To the Indians who go upon their reserves we give food until they are able to support themselves, but we reduce them to half rations when they are simply wandering and demoralised Indians … When these people are hanging about the Government stores and offices, we reduce them to as low a ration as is sufficient to keep life in their bodies; but we tell them: ‘Go to your stations and we will give you food to take you there, and you will get full rations until you are able to support yourselves.’

In making this statement, Macdonald was responding to the charge of excessive generosity, which had been made by members of the Liberal opposition. And while “half rations” may sound draconian to modern ears, and was no doubt uncomfortable, it was not a death sentence.
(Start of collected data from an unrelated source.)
PR #4407, opened 2023-09-14
Escape C# strings using helper

sebastienros:
null

###### Microsoft Reviewers: [Open in CodeFlow](https://portal.fabricbot.ms/api/codeflow?pullrequest=https://github.com/dotnet/extensions/pull/4407)

### DIFF
--- a/src/Generators/Microsoft.Gen.AutoClient/Emitter.cs
+++ b/src/Generators/Microsoft.Gen.AutoClient/Emitter.cs
@@ -6,6 +6,7 @@ using System.Collections.Generic;
 using System.Linq;
 using System.Text;
 using System.Threading;
+using Microsoft.CodeAnalysis.CSharp;
 using Microsoft.Gen.AutoClient.Model;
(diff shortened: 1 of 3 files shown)


RussKie (approved):

xakep139:
@dbarbosapn FYI

xakep139:
@sebastienros thank you for the fix! Do you think we need to extend the same approach to other source-gens?

geeknoid:
Oh, I didn't know this existed. I have a custom version of the conversion function in the logging generator, I'll check in the others.

@tarekgh The existing options validator generator has an EscapeString function that should be replaced by the Roslyn function.

geeknoid (approved):

tarekgh:
> The existing options validator generator has an EscapeString function that should be replaced by the Roslyn function.

I can track this for .NET 9.0.

sebastienros:
@xakep139 I think so, I only changed this component as I was reviewing it and wanted to keep my focus.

Keep in mind that no treaty obligated the federal government to provide any rations to natives living off-reserve. Even Daschuk acknowledges that “Rations kept many from starving.” The reduction for some was meant to encourage natives to return to their reserves, where the treaties they signed required them to be. Recall that it was this strict and legalistic approach to treaties that distinguished Canada’s native experience from the bloody and arbitrary American approach.

Macdonald allocated considerable government resources to fulfilling its famine-relief duties. In 1878, the federal budget for Indian Affairs was a rather modest $276,000. By the peak of the famine in 1884, this item had grown to $1.1 million, outweighing National Defence by a substantial margin.

Residential Schools

Residential schools also figure prominently in popular claims that Macdonald was responsible for a “genocide” of indigenous people. In fact, the first such schools appeared in Canada in 1695, long before Macdonald’s tenure. And their application to western Canada cannot properly be regarded as a government plot to permanently eliminate native culture. Under the seven numbered treaties, the federal government was obligated to build and staff such schools only when requested to do so by native leaders, or, as Treaty Six clearly states, “whenever the Indians of the reserve shall desire it.”
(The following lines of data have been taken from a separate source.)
PR #4469, opened 2023-09-26
Update HttpClient logging APIs per Noah's comments

geeknoid:
null

###### Microsoft Reviewers: [Open in CodeFlow](https://portal.fabricbot.ms/api/codeflow?pullrequest=https://github.com/dotnet/extensions/pull/4469)

### DIFF
--- a/src/Libraries/Microsoft.Extensions.Http.Diagnostics/Logging/HttpClientLoggingServiceCollectionExtensions.cs
+++ b/src/Libraries/Microsoft.Extensions.Http.Diagnostics/Logging/HttpClientLoggingServiceCollectionExtensions.cs
@@ -15,7 +15,7 @@ using Microsoft.Shared.Diagnostics;
 namespace Microsoft.Extensions.DependencyInjection;
 
 /// <summary>
-/// Extension methods to register HTTP client logging features.
+/// Extensions to register extended HTTP client logging features.
 /// </summary>
 public static class HttpClientLoggingServiceCollectionExtensions
 {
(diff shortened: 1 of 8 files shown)


src/Libraries/Microsoft.Extensions.Http.Diagnostics/Logging/HttpClientLoggingServiceCollectionExtensions.cs
```diff
@@ -28,7 +28,7 @@ public static class HttpClientLoggingServiceCollectionExtensions
     /// All other loggers are removed - including the default one, registered via <see cref="HttpClientBuilderExtensions.AddDefaultLogger(IHttpClientBuilder)"/>.
     /// </remarks>
     /// <exception cref="ArgumentNullException">Argument <paramref name="services"/> is <see langword="null"/>.</exception>
-    public static IServiceCollection AddDefaultHttpClientLogging(this IServiceCollection services)
+    public static IServiceCollection AddExtendedHttpClientLogging(this IServiceCollection services)
```
xakep139, line 31: So, now both names are the same?
`IServiceCollection.AddExtendedHttpClientLogging` and `IHttpClientBuilder.AddExtendedHttpClientLogging`
Wouldn't it confuse users?

xakep139 (approved):
Left only one comment, otherwise looks good

src/Libraries/Microsoft.Extensions.Http.Diagnostics/Logging/HttpClientLoggingServiceCollectionExtensions.cs
noahfalk: IMO as long as `serviceCollection.AddExtendedHttpClientLogging()` has the same behavior as `services.ConfigureHttpClientDefaults(httpBuilder => httpBuilder.AddExtendedHttpClientLogging())` then I wouldn't expect significant confusion. Worst case if a customer was aware of both and confused by it there is still no wrong answer, whichever one they try will work.

@davidfowl I think has stronger opinions that we should avoid offering IServiceCollection extension methods when a sub-builder extension method also exists. Personally I'm neutral about this pattern, but assuming I didn't misunderstand his position, he'd probably want us not to include the IServiceCollection variant.

noahfalk (approved):
I'm happy. @davidfowl take a look since it seemed like you wanted to avoid extension methods simultaneously on IServiceCollection and sub-builders.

And they clearly did desire it. During Macdonald’s tenure as prime minister, no fewer than 185 on-reserve day schools and 20 residential schools were built. This reveals a strong interest among native leaders to have their children given a western-style education, as well as a preference for local over residential schools at this time.
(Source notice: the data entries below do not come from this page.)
PR #4471, opened 2023-09-26
Improve AutoClient generator's resilience against null/empty values

### LINKED ISSUE #4463: Enhance tests and docs for AutoClient
See https://github.com/dotnet/extensions/pull/4373#discussion_r1320603340

dbarbosapn:
Changes:
- Handles null/empty REST method paths
- Handles null/empty static header names and values
- Adds testing for all new scenarios

fixes #4463 

###### Microsoft Reviewers: [Open in CodeFlow](https://portal.fabricbot.ms/api/codeflow?pullrequest=https://github.com/dotnet/extensions/pull/4471)


src/Libraries/Microsoft.Extensions.Http.AutoClient/StaticHeaderAttribute.cs
```diff
@@ -33,8 +35,8 @@ public sealed class StaticHeaderAttribute : Attribute
     /// <summary>
     /// Initializes a new instance of the <see cref="StaticHeaderAttribute"/> class.
     /// </summary>
-    /// <param name="header">The name of the header.</param>
-    /// <param name="value">The value of the header.</param>
+    /// <param name="header">The name of the header. Cannot be empty or null.</param>
+    /// <param name="value">The value of the header. If null, the header will not be sent.</param>
     public StaticHeaderAttribute(string header, string value)
```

And attendance was entirely voluntary. Although the Progressive movement across North America at this time was pushing governments everywhere to make schooling universally compulsory, Macdonald resisted this for native children. Without parental support, he believed, native education would not succeed. Accordingly, it was left up to native parents to decide whether their offspring should go to school. This policy continued long after Macdonald’s death. As late as 1920, attendance at all native schools in Canada was still entirely voluntary.

Macdonald’s legacy is complicated by the passage of time and changing perspectives. But through careful study of his own words and deeds, as well as the reports and actions of his officials, contemporaries, native chiefs, and political opponents, what emerges is a clear and powerful picture of his enlightened view towards indigenous people and his strong sense of moral purpose. If Macdonald’s story has changed, it’s because Canadian society no longer understands its own history.

Greg Piasetzki is a Toronto lawyer and a member of the Métis Nation of Ontario. This text, portions of which appeared in C2C Journal, is adapted from the Aristotle Foundation’s newly published book, The 1867 Project: Why Canada Should be Cherished—Not Cancelled, which contains the work of 20 authors, including editor Mark Milke.